Feature group tutorial
Setup steps
import pyPCG as pcg
import pyPCG.io as pcg_io
import pyPCG.preprocessing as preproc
import pyPCG.segment as sgm
import pyPCG.features as ftr
Read in signal and calculate its envelope
from importlib.resources import files
data, fs = pcg_io.read_signal_file(str(files('pyPCG').joinpath("data").joinpath("example.wav")),"wav")
signal = pcg.pcg_signal(data,fs)
signal = pcg.normalize(signal)
bp_signal = preproc.filter(preproc.filter(signal,6,100,"LP"),6,20,"HP")
denoise_signal = preproc.wt_denoise(bp_signal)
env_signal = preproc.homomorphic(denoise_signal)
Segment S1 sounds from the signal
hsmm = sgm.load_hsmm("pre_trained.json")
states = sgm.segment_hsmm(hsmm,signal)
s1_start, s1_end = sgm.convert_hsmm_states(states,1)
Extracting features from S1 segments
All feature calculations require two numpy arrays with the boundary timings of the desired segments. These timings are in samples. The outputs of the feature calculations are numpy arrays containing the calculated feature for every segment. Sometimes the output is two arrays, usually corresponding to a location and the value at that location.
Note: some features expect the input signal to be the envelope of the PCG for proper functionality.
s1_len = ftr.time_delta(s1_start,s1_end,env_signal)
s1_maxfreq, s1_maxfreq_val = ftr.max_freq(s1_start,s1_end,signal,nfft=1024)
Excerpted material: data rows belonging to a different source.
PR #2083, opened 2019-04-11
fix Text module build with Tesseract

Bleach665:
resolves https://github.com/opencv/opencv/issues/14302

### DIFF
--- a/modules/text/src/erfilter.cpp
+++ b/modules/text/src/erfilter.cpp
@@ -47,6 +47,9 @@
 #include <fstream>
 #include <queue>
 
+#undef min
+#undef max
+
 #if defined _MSC_VER && _MSC_VER == 1500
     typedef int int_fast32_t;
 #else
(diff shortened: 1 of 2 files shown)


Bleach665:
Resolve this https://github.com/opencv/opencv/issues/14302

modules/text/src/erfilter.cpp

print(len(s1_len),f"{s1_len[0]:.3f}")
print(len(s1_maxfreq),f"{s1_maxfreq[0]:.3f}")
134 0.087
134 28.912
However, if the same feature calculations need to be run on multiple types of segments (e.g.: timelength and frequency for S1, S2, systole, diastole each), calling each function one-by-one can get quite tedious, more so when changes need to be made to the calculated features. This is prone to errors due to human error.
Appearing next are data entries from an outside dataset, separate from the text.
Issue #2094, opened 2019-04-16
SparseRLOFOpticalFlow unintended assertions   C++ and Python-Binding


tsenst:
##### System information (version)

- OpenCV => 4.1.0

##### Detailed description

There are two problems and an issue with the SparseRLOF implementation. I am working on this issue but wanted to open this one to report the known problems.

- The first refers to the closed issue #2091. Referring  https://github.com/opencv/opencv_contrib/issues/2087#issuecomment-483261683 the code unintended crash if the input images have very flat textures. Problem is at this position where the Roi gets to large. https://github.com/opencv/opencv_contrib/blob/eb7c61fa18040e0aaebd990c9cea58da83c928c1/modules/optflow/src/rlof/rlof_invokerbase.hpp#L111
- Second is an unintended assertion which is thrown when using the python-binding. The problem lies here: https://github.com/opencv/opencv_contrib/blob/eb7c61fa18040e0aaebd990c9cea58da83c928c1/modules/optflow/src/rlofflow.cpp#L313
-Third as discussed in issue #2091 at https://github.com/opencv/opencv_contrib/issues/2087#issuecomment-482949038 the blur image of the image buffers are not connected to the cross-based segmentation. It should be checked if this results into a loss of accuracy. If not, the computation of blur images can be removed

##### Steps to reproduce

- for the first issue refer to  https://github.com/opencv/opencv_contrib/issues/2087#issuecomment-483261683
- for the second the following python example : 
```
x = np.linspace(0, img1.shape[1], 10)
y = np.linspace(0, img1.shape[0], 10)
posx, posy = np.meshgrid(x,y)
posx = np.reshape(posx, (posx.shape[0] * posx.shape[1]))
posy = np.reshape(posy, (posy.shape[0] * posy.shape[1]))
prevPts = np.squeeze(np.dstack((posx, posy)))
prevPts = prevPts.astype(np.float32)
currPts = prevPts.copy()
rlof = cv2.optflow.SparseRLOFOpticalFlow_create()
ret = rlof.calc(img1, img2, prevPts, currPts)
```
will result in:
> OpenCV(4.1.0-dev) Error: Assertion failed (channels() == CV_MAT_CN(dtype)) in copyTo, file /home/senst/workspace/RLOFatOpencv/opencv/modules/core/src/copy.cpp, line 254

To circumvent the previously mentioned problems, we can create a feature group object
Feature group object
The feature group object takes an arbitrary number of so-called feature configs. Each feature config must contain a feature calculation function, the name of the calculated feature, the expected input (raw signal or envelope). Optionally additional parameters can be provided as key-value pairs in a dictionary.
timing_group = ftr.feature_group({"calc_fun":ftr.time_delta,"name":"length","input":"raw"},
{"calc_fun":ftr.ramp_time,"name":"onset","input":"env"},
{"calc_fun":ftr.ramp_time,"name":"exit","input":"env","params":{"type":"exit"}})
This feature group will calculate the time length of the segments, the onset times (time from start of segment to the maximum location), and exit times (time from maximum location to end of segment).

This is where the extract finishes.